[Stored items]
PR #125, opened 2025-02-25
Additional init features

weswc:
* Init no longer for directories that don't exist. It will create dirs as needed, but if the project directory exists rv will still inject its information in
* run activate after initializing the folder
* Allow user to suppress repositories
* Allow user to specify r version (default to r version on the path)
* Allow user to add basic dependencies to config

Full init command can now be
`rv init my-project --no-repositories --r_version=4.3 --add dplyr ggplot2 scicalc`


src/activate.rs
```diff
@@ -40,14 +37,8 @@ pub fn activate(dir: impl AsRef<Path>) -> Result<(), ActivateError> {
...
-        .open(&rprofile_path)
-        .map_err(|e| ActivateError {
-            source: ActivateErrorKind::Io(e),
-        })?;
-    println!("file created");
-    writeln!(file, "{}", activation_string()).map_err(|e| ActivateError {
+    let new_content = format!("{}\n{}", activation_string(), content);
+    write(rprofile_path, new_content).map_err(|e| ActivateError {
         source: ActivateErrorKind::Io(e),
     })?;
```
weswc, line 44: Activation string at top of file

src/activate.rs
```diff
@@ -80,7 +71,9 @@ pub fn deactivate(dir: impl AsRef<Path>) -> Result<(), ActivateError> {
 }
 
 fn write_activate_file(dir: impl AsRef<Path>) -> Result<(), ActivateError> {
-    let dir = dir.as_ref();
+    let dir = dir.as_ref().canonicalize().map_err(|e| ActivateError {
```
weswc, line 74: canonicalize so that home dir will match

src/repo_path.rs
weswc, line 1: `cargo fmt` remnant

src/cli/commands/init.rs
```diff
@@ -38,21 +40,27 @@ dependencies = []
...
+    dependencies: &Vec<String>,
 ) -> Result<(), InitError> {
     let proj_dir = project_directory.as_ref();
     create_library_structure(proj_dir)?;
     create_gitignore(proj_dir)?;
     let project_name = proj_dir
+        .canonicalize()
+        .map_err(|e| InitError {
+            source: InitErrorKind::Io(e),
+        })?
```
Keats, line 57: Hmm I don't really get what's that supposed to be. You can say:

```
rv init
rv init some-name
```

But this would allow `rv init ../../hello`? I don't think we want to allow directory traversals in init do we?

src/cli/commands/init.rs
```diff
@@ -68,17 +76,25 @@ fn render_config(
     project_name: &str,
     r_version: &[u32; 2],
     repositories: &Vec<Repository>,
+    dependencies: &Vec<String>,
```
Keats: Better to pass &[String] in general rather than &Vec<_>

src/consts.rs
```diff
@@ -91,5 +96,10 @@ pub(crate) const PROJECT_ACTIVATE_FILE_CONTENT: &str = r#"local({
 })
 if (interactive()) {
 	message("rv libpaths active!\nlibrary paths: \n", paste0("  ", .libPaths(), collapse = "\n"))
+
+	# Ensure the R version matches for rv and the console
+	if (sub(".*rv/library/([0-9]+\\.[0-9]+).*", "\\1", .libPaths()[1]) != sub(".*([0-9]+\\.[0-9]+)\\..*", "\\1", R.Version()$version.string)) {
```
Keats: We're only using major.minor in the library even if the user provided a patch version. 
I think adding a `rv info --json` would be better than parsing things like that

src/main.rs
```diff
@@ -149,16 +162,29 @@ fn try_main() -> Result<()> {
...
+        Command::Init {
+            project_directory,
+            r_version,
+            no_repositories,
+            add,
+        } => {
+            let r_version = if let Some(r) = r_version {
+                r.parse::<Version>().map_err(|_| anyhow!("R version specified could not be parsed as a valid version"))?
+            } else {
+                RCommandLine { r: None }.version()?
```
Keats: How do you handle multiple versions? I think this should be interactive if that's the case

src/cli/commands/init.rs
weswc: 1. Why would we not want to allow directory traversals in init? I think it would be a weird use case, but what is the harm in allow that functionality?
2. I brought in the `canonicalize` so that I can default the path elem to be ".". It wouldn't be a hard change to do Some<PathBuf> and then if its None do `std::env::current_dir`, but that was the motivation here

src/main.rs
weswc: What do you mean by multiple versions?

I did catch an error around the r version (I'm only passing major.minor, so that prevents the user from specifying patch)

Keats: Oh my bad I thought this would call `find_r_version_command` but this doesn't return all version, just one matching the requested version.
I thought the way it would work is find _all_ available versions on the computer and let the user select the one they want

weswc: Nope. Right now, init isn't looking for an R versions based on the input, its just checking to make sure its a valid version format and then going to use it as a string. Only once they sync/plan will we call `find_r_version_command` and see if its valid.

I think the interactive could be a good future thing, but for right now just very very simple

src/consts.rs
weswc: removed from this PR. Will make new PR now for info command and add a similar line for checking in activate as part of that PR

src/cli/commands/init.rs
Keats: But then here you have a full path, not a project_name.

weswc: That's why I'm then taking the last element of the input as the project name. So in your example, `../../hello` would have a project name of hello.

If we don't want to canonicalize, how do I enforce no transversal?

Keats: ah my bad I missed the last part. lgtm then as long

PR #127, opened 2025-02-26
Integration tests

Keats:


src/fs.rs
```diff
@@ -109,16 +109,37 @@ pub(crate) fn mtime_recursive(folder: impl AsRef<Path>) -> Result<FileTime, std:
...
-    let tar = GzDecoder::new(reader);
-    let mut archive = Archive::new(tar);
-    archive.unpack(dest)?;
+    let mut buffer = Vec::new();
+    reader.read_to_end(&mut buffer)?;
+
+    match buffer[..4] {
+        // zip
+        [0x50, 0x4b, 0x03, 0x04] => {
+            println!("This a zip");
```
dpastoor: just noting this extra println before you merge this down. 

Looks reasonable, would add a comment about zip needs a seekable stream as the reason for the cursor in case we're digging around in this code int he future.

PR #134, opened 2025-03-03
Coerce path of rv library to be unix

Keats:


dpastoor:
will need to test if this makes it back in a parseable format to R - can give it a look later today.

Eg if it was originally C:\\Users\\Devin --> will R take C:/Users/Devin or do we need other string escapes or the like. normalizePath in R definitely will be fine with that for relative style paths like path/to/something, but I'm not certain if absolute paths will cause issues.

This might also cause some grief with windows network shares with like \\path\\on\\share 🤔

Keats:
The path is relative so you shouldn't get C:\ etc

dpastoor:
ah right excellent, then i think this should be good!

wes-a2ai (approved):
Worked during activation script in #143

https://github.com/A2-ai/rv/pull/143#issuecomment-2698806913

#### What to do
Out of the records above, pull the lines that include the word "AsRef".

#### Answer section
@@ -40,14 +37,8 @@ pub fn activate(dir: impl AsRef<Path>) -> Result<(), ActivateError> {
@@ -80,7 +71,9 @@ pub fn deactivate(dir: impl AsRef<Path>) -> Result<(), ActivateError> {
 fn write_activate_file(dir: impl AsRef<Path>) -> Result<(), ActivateError> {
@@ -109,16 +109,37 @@ pub(crate) fn mtime_recursive(folder: impl AsRef<Path>) -> Result<FileTime, std:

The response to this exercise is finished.